Trevor Jacob, 14, Mammoth Lakes, Calif. (8th place)

Last year, Jacob became the youngest rider to make finals at the U.S. Open in Strattton, Vermont. At this event, he qualified into finals in fourth place. I met him and his parents at the hotel gym, where mom Lynn (a Pilates and spin instructor) was helping Trevor with his post-practice stretches and dad Jerry, who travels to all contest with Trevor, was working out on the machines. Mom, who is in better shape than most of the 20-something competitors, is Trevor’s trainer and, clearly, his biggest fan. Dad is his biggest cheerleader: “Did you know Trevor was signed by IMG? Only snowboarder other than Shaun.” You know, the redheaded kid from the Olympics.

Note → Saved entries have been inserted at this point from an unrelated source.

PR #593, opened 2018-02-05
Stop adding extraneous metadata padding

jstutters:
If the metadata field is already aligned to a 16-byte boundary then
don't add additional padding.  This allows the user to create a
16-byte aligned extension padded with 0x20 that can be read by the [Jim
software](http://www.xinapse.com/) (which doesn't like finding 0x00 in the metadata chunk).

### DIFF
--- a/nibabel/nifti1.py
+++ b/nibabel/nifti1.py
@@ -334,7 +334,8 @@ class Nifti1Extension(object):
         size = len(self._mangle(self._content))
         size += 8
         # extensions size has to be a multiple of 16 bytes
-        size += 16 - (size % 16)
+        if size % 16 != 0:
+            size += 16 - (size % 16)
         return size
 
     def __repr__(self):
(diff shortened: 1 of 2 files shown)


effigies:
Good catch. Any chance of writing a test for this case?

jstutters:
@effigies I've extended test_nifti1/test_extension_basics to cover this situation.  Unfortunately coveralls is still showing that as a drop in coverage but both code paths are executed (unless I've missed something).

effigies:
The coverage checks can be a little weird at times. The main one I pay attention to is the [diff](https://codecov.io/gh/nipy/nibabel/compare/ee4ce2a646cd49ea382d24f73e58b429d4795a49...dbfb71d493b55b8c8430aa30fd5939bc11cca39f/diff).

matthew-brett:
Looks good to me too - thanks for the spot ...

Ben Watts, 14, Bend, Ore. (6th place)

This kid was just so much fun to watch ride. He’s been winning events on the junior tour for a couple years, including the junior slopestyle and halfpipe events at the 2006 Burton European Open in Switzerland at age 12. He finished every run by slashing his board across the lose snow at the base of the pipe, and roosting the fans. Then every competitor under the age of 18 who rode after Watts followed his lead.

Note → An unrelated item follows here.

PR #597, opened 2018-02-16
[Fix] buffer_size on ArraySequence

skoudoro:
Hi, 

When you initialize `ArraySequence` with a big generator on Windows,  this operation is really really slow. (6 hours for 560583 streamlines...).  Unfortunately, setting up the `buffer_size` does not have any effect.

Brennen Swanson, 14, Stillwater, Minn. (7th place)

Unlike the majority of NEXTers, Swanson is a Midwest kid who still lives in the Midwest, at home with mom and dad. He wakeboards and skateboards in his free time and throws a stock halfpipe run that includes back-to-back 900s and a frontside 1080.

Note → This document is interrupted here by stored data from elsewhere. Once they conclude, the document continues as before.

PR #599, opened 2018-02-18
MRG: refactoring for pydicom 1.0

matthew-brett:
Make tests pass against pydicom 1.0.

Refactor CI to test pydicom master, as suggested by pydicom folks.

Update minimum pydicom dependency to 0.9.9 (previous versions no longer install).

### DIFF
--- a/.travis.yml
+++ b/.travis.yml
@@ -14,9 +14,8 @@ cache:
     - $HOME/.cache/pip
 env:
     global:
-        - DEPENDS="six numpy scipy matplotlib h5py pillow"
+        - DEPENDS="six numpy scipy matplotlib h5py pillow pydicom"
         - OPTIONAL_DEPENDS=""
-        - PYDICOM=1
         - INSTALL_TYPE="setup"
         - EXTRA_WHEELS="https://5cf40426d9f06eb7461d-6fe47d9331aba7cd62fc36c7196769e4.ssl.cf2.rackcdn.com"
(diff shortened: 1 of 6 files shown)


.travis.yml
```diff
@@ -34,29 +33,29 @@ matrix:
     # Absolute minimum dependencies
     - python: 2.7
       env:
-        - DEPENDS="numpy==1.7.1" PYDICOM=0
+        - DEPENDS="numpy==1.7.1"
```
effigies: Wasn't the idea here to make sure that we didn't break when pydicom was absent? Do we want to move to a pydicom dependency?

effigies: Wow, brain failure. I see this replaces the pydicom dependency above. Carry on.

effigies:
This looks reasonable. The AppVeyor build seems to have failed for its own reasons (I can't restart it; not sure if that's a thing in AppVeyor).

.travis.yml
matthew-brett: With this matrix entry, Pydicom isn't in the DEPENDS variable, and doesn't get installed.  On the way, the tests did in fact fail when Pydicom wasn't present, I had to fix the code to make it work again.  Have a look at the Travis-CI log to confirm this entry does not install Pydicom...

matthew-brett:
I reverted a couple of the modifications, because pydicom has fixed them already...

matthew-brett:
Thanks Chris for the review.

Greg Bretz, 15, Mammoth Lakes, Calif. (silver medalist)

The best thing about watching Greg podium at this event was hearing Trevor Jacob’s parents cheering louder than anyone at the base of the pipe for their son’s friend and riding buddy. That’s the kind of parental involvement I like to see. It’s a welcome change from the soccer-slash-stage-mom/dad syndrome that’s infiltrated action sports.

*** *** ****

Sunday, February 10, 2008 – Men’s and Women’s Boardercross finals


Can someone please find Lindsey Jacobellis some competition? A cheetah, perhaps. Or maybe Seth Wescott.

Jacobellis’s races are a joke. Remember that photo of Marion Jones crossing the finish line in the 100 at the Sydney Olympics? You had to open a gatefold to see the rest of the women, because they were 10 yards behind her. That was Jacobellis—in every heat today. Only her lead was more like 100 yards, minimum—and I can say with a fair amount of certainty that she was running a clean race. Actually, I can say with total certainty tomorrow, because Lindsey left the event with a rep from USADA in tow—she was one of two female SBX competitors selected for random drug testing. I’m not sure why they need to test anyone but LJ: I think it’s safe to say her competitors are clean.


In the second-to-last semifinal heat of the men’s event, two of the four gates didn’t open at the start. That means two riders were left penned in at the top of the course while Seth Wescott and Nick Baumgartner flew out of their gates. About one-fifth of the way down, they realized they were alone and pulled off the course. Then, while everyone waited … … … … … they hiked back to the top. No snowmobile ride. No cruiser to the chairlift. They just took off their boards, hiked up and strapped back in. And then, they finished one-two and qualified for the final, which Wescott, the 2006 Olympic gold medalist, eventually won.